项翼、羽仙见了鲁元公主,也倍有亲切之感,想到她当年是为了大汉和平而远嫁匈奴,看到她此刻与弟弟相见情深的样子,又油然而生钦敬之情。杨武、杨威小时和刘恒一起也受到鲁阳公主的照拂,这时也抑制不住内心的喜悦,忙一齐上前问安。鲁阳公主见了他们,又是一番惊喜。最后,刘恒引项翼、羽仙与鲁阳公主相见,并略微介绍了一番,项翼、羽仙恭敬地向她行了礼。鲁阳公主双眼为之一亮,只觉面前的一男一女英姿逼人,光彩照人,真是世间少见,当下便暗自赞许,及至他们向自己行完了礼,这才笑呵呵地与他们搭话,交口称赞不停。
冒顿单于高兴地道:“爱妃难得见一次你们的人,今天一下子见了这么多,也难怪你如此兴奋。代王、项兄弟、羽仙姑娘和两位杨兄弟也难得来我匈奴一次,今日既然来了,不如就多留几天,好好地陪伴你们的公主,几位觉得如何?”鲁阳公主当即感激地道:“多谢单于成全!”随即对刘恒道:“恒儿,你们远道而来,姐姐正想好好招待你们,你就带大家在这里安心住几日吧。”刘恒与她感情甚深,又分别多年,一时也舍不得离去,便爽快地答应了。杨武、杨威与代王同心,自然是陪伴他一起。羽仙原是被掳而来,本想早些立刻这是非之地,不过现在看到冒顿单于通情达理,呼延巴琢已不敢对自己怎么样,又碰上一位可亲可敬的大汉公主,便打消了疑虑,同意暂住,项翼见妹妹同意了,自然不会拒绝。

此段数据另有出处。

PR #2789, opened 2021-06-14
PP-8213 Switching PSP base page

sfount:
Add controllers, template and base test structure for the switching PSP page.

Future pull requests will add individual tasks and completion in conjunction with the backend specs becoming available.

* if an account is not configured to switch, navigating to the page `404`s 
* if an ambiguous switching configuration is found (too many or too few credentials to fill in) an invalid configuration error is raised and handled
* page descriptions and requirements templated in based on the provider being switched to
* cover new middleware and controllers

**Base page that can be integrated with individual future steps**

Screenshot 2021-06-14 at 18 16 06

### DIFF
--- a/app/views/switch-psp/switch-psp.njk
+++ b/app/views/switch-psp/switch-psp.njk
@@ -1,0 +1,58 @@
+{#
+  - title, into paragraph, task list category headers, final paragraph and action button all just template in the provider going to
+  - description paragraph with what you'll need selected based on provider (set innline)
+  - task list items likely set by controller, content for it can be set inline? not exactly sure how that will look
+
+  {% set tasks %}
+  - manually <li> the tasks, they come with aria descriptions etc. that will take more effort to generalise
+  - should add a `tasks` to the context, it will be based on which psp is being switched to and have an interface like task[id] = { status: }
+ #}
+{% extends "layout.njk" %}
+
+{% block pageTitle %}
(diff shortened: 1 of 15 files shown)


app/views/switch-psp/switch-psp.njk
```diff
@@ -0,0 +1,49 @@
...
+    <li>
+        <h2 class="app-task-list__section">
+          <span class="app-task-list__section-number">1. </span> Get ready to switch PSP
+        </h2>
+        <ul class="app-task-list__items"></ul>
+      </li>
+
+      <li>
+        <h2 class="app-task-list__section" id="switch-psp-action-step">
+          <span class="app-task-list__section-number">2. </span> Switch PSP to {{ targetCredential.payment_provider | formatPSPname }}
```
stephencdaly, line 37: It looks like this is working for you, but I've run `npm install` and `npm run compile` and this isn't appearing correctly for me. Where does this CSS come from?

Screenshot 2021-06-15 at 12 14 46

stephencdaly (commented):
Spotted an edge case, and question about CSS

stephencdaly (approved):
Looks good 👍

app/views/switch-psp/switch-psp.njk
sfount: Added missing SCSS

PR #2792, opened 2021-06-17
PP-8216 Add Cypress tests for task list

stephencdaly:
Add Cypress tests to check the task list is displayed properly with correct tags etc. and to test the journey for completing the first step.


kbottla (approved):
LGTM!

PR #2793, opened 2021-06-18
PP-8215 Switching payment validator tool

sfount:
Adds pages
* verify PSP integration page, routes to start and receive test payment journey hooks

Extends connector helpers
* add helper methods to interact with Connector charges (creating and
checking in-flight status)
* fixtures for charge interaction (POST and GET return the same shape of
data)

Updates switching PSP tasks
* refactored to use a new `taskListItem` macro that will keep formatting consistent for all future tasks
* added task for verifying PSP integration

Proposed to add in a follow up PR
* pacts with Connector for new endpoints
* Cypress happy path for this task list item

Recommend stepping through commits as each piece was done in a logical order, happy to split into multiple PRs if more appropriate for reviewing.

Journey step page

Screenshot 2021-06-18 at 11 56 03

Successful task item completion 

Screenshot 2021-06-18 at 14 56 49

Failed task item completion

Screenshot 2021-06-18 at 14 57 04

PR #2794, opened 2021-06-18
PP-8215 Cypress coverage for payment validator task 

sfount:
Depends on https://github.com/alphagov/pay-selfservice/pull/2793

Add Cypress coverage for task lisk item to verify PSP integration.
Asserts that high level success and non-success payment routes are
appropriately handled.


kbottla (approved):
LGTM!

PR #2803, opened 2021-06-21
PP-8215 Fix using absolute path for cypress environment

sfount:
Jenkins sets a different URL for end to end tests that other
envrionments. Use a relative URL for the `next_url` on switch PSP tests
so that it doesn't matter what environment it is run in.


kbottla (approved):

SandorArpa (approved):
LGTM

PR #2806, opened 2021-06-22
PP-8190 Your PSP and credential pages use credentials list

sfount:
Existing psp pages use the top level gateway account `credentials` blob
to display and manage account credentials. Move this to be name-spaced by
the gateway account credential entity list to support switching.

Use the list of credentials to provide links in the settings menu.

The primary change is from `currentGatewayAccount.credentials` -> `getCredentialByExternalId().credentials`

Adds logic with coverage to make sure we're picking out terminal state credentials 
for when an account is switching.

Proposes a new URL structure to make things consistent and clear for devs 
`/your-psp/:id/`
`/your-psp/:id/credentials`
`/switch-psp/:id/credentials`


SandorArpa (approved):
LOKTM

PR #2810, opened 2021-06-24
PP-8277 add patch gateway merchant id and patch state pact test

SandorArpa:
## WHAT
- add a pact test to patch Google Pay gateway merchant id
- add a pact test to patch gateway credential state

### DIFF
--- a/test/fixtures/gateway-account.fixtures.js
+++ b/test/fixtures/gateway-account.fixtures.js
@@ -195,7 +195,7 @@ function validUpdateGatewayAccountCredentialsRequest (opts = {}) {
   const defaultCredentials = {
     username: 'a-username',
     password: 'a-password', // pragma: allowlist secret
-    'merchant_id': 'a-merchant-id'
+    merchant_id: 'a-merchant-id'
   }
   return [
     {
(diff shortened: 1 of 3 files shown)


test/fixtures/gateway-account.fixtures.js
```diff
@@ -237,6 +237,84 @@ function validGatewayAccountCredentialsResponse (opts = {}) {
...
+  return [
+    {
+      op: 'replace',
+      path: 'state',
+      value: opts.state || 'VERIFIED_WITH_LIVE_PAYMENT'
+    }
+  ]
+}
+
+function validPatchAccountGatewayAccountCredentialsStateResponse (opts = {}) {
```
sfount, line 292: `validPatchAccountGatewayAccountCredentialsStateResponse` and `validPatchGatewayMerchantIdResponse` seem to contain exactly the same code, as this is just a fixture builder could they just be the same method?

It already has a pattern to do
```
if (opts.x !== undefined) {
  data.x = opts.s
}
```

so maybe this could be done for `gateway_merchant_id` to avoid the duplication (I think that's the only difference?)

sfount (approved):

PR #2813, opened 2021-06-25
PP-8277 add post switch payment provider pact test

SandorArpa:
## WHAT
- add new pact test for switching payment provider (psp)


nimalank7 (approved):
LGTM!

PR #2814, opened 2021-06-25
PP-8277 add post create charge pact test

SandorArpa:
## WHAT
- add new pact test for creating a charge

### DIFF
--- a/test/fixtures/charge.fixtures.js
+++ b/test/fixtures/charge.fixtures.js
@@ -1,0 +1,57 @@
+'use strict'
+
+const { string } = require('@pact-foundation/pact').Matchers
+
+function validPostChargeRequestRequest (opts = {}) {
+  return {
+    amount: opts.amount || 100,
+    reference: opts.reference || 'a reference',
+    description: opts.description || 'a description',
+    return_url: opts.returnUrl || 'https://somewhere.gov.uk/rainbow/1'
+  }
+}
+
+// this fixture is using matchers (string = type)
+function validPostChargeRequestResponse (opts = {}) {
+  return {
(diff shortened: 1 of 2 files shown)


test/fixtures/charge.fixtures.js
```diff
@@ -0,0 +1,63 @@
...
+  return {
+    charge_id: string('ch-ab2341da231434l'),
+    amount: 100,
+    reference: opts.reference || 'a reference',
+    description: opts.description || 'a description',
+    return_url: opts.returnUrl || 'https://somewhere.gov.uk/rainbow/1',
+    state: opts.state || { status: 'created',
+      finished: false
+    },
+    links: opts.links || [
```
stephencdaly, line 25: We probably only need to include the `next_url` in the pact as it's the only link that selfservice consumes which would simplify this a little.

Also do we definitely need the regex matcher on the links? The pact needs to ensure that the contract doesn't change, but the unit/integration tests for connector should ensure that the URL being returned is of the correct format, so selfservice should be able to trust what it receives, unless it has to manipulate the URL in some way.

stephencdaly (dismissed):
Nothing wrong with the pact test so fine to go in, just questioned whether we could simplify the pact generation a little.

test/fixtures/charge.fixtures.js
stephencdaly: Discussed, and there isn't a way to verify that a particular element exists in an array using matchers, so we need to add all the links to the pact to check that there is an element in the array with "rel": "next_url".

stephencdaly (approved):

PR #2824, opened 2021-07-02
PP-8214 Switch PSP - update dashboard banner and labels

kbottla:
## WHAT
- Updated dashboard banner & labels to latest content
- Banner and switch PSP labels are only available to admin users of service


stephencdaly (approved):
LGTM!

PR #4425, opened 2025-01-24
PP-13312 cypress test card types setting

nlsteers:
### WHAT

- add cypress test for simplified accounts card types setting


DomBelcher (approved):
LGTM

当下,鲁阳公主辞别了冒顿单于,领着大家回到她的宿帐内,吩咐仆人上前伺候。众人席地而坐,尽情欢谈,甚为畅快。鲁阳公主首先询问项翼、刘恒是怎么结识的,又是如何到这里来的,这二人便把此中经过一五一十地告诉了她。鲁阳公主大为感慨,叹道:“这真是机缘巧合,恒儿能结识这样的义兄实属难得啊。”同时也对项翼寄予厚望:“今我大汉被吕后所控,诸吕猖狂,刘氏甚危,项兄弟武功卓绝,有胆有识,但愿能帮助恒儿扶汉安刘。”羽仙大为庆幸,心道:“若不是翼哥哥结识了代王,自己恐怕就不会获救了。”当下便对他们的相识相交称赞不已,对刘恒的大恩大德感激不尽。刘恒、项翼甚为开心。
鲁阳公主本就对羽仙十分叹服,又见她举止大方,谈吐不俗,更加喜爱,便专一与她交谈,羽仙也乐于与她亲近,不多时,这二人便互成知己,亲若姐妹了,项翼、刘恒、杨武、杨威都很高兴。
当晚,鲁阳公主留羽仙在自己帐内住宿,刘恒、杨威、杨威则被冒顿单于另行安排了住处,与鲁阳公主相距不远。众人大事已了,又受到人家的厚待,便安心留住了。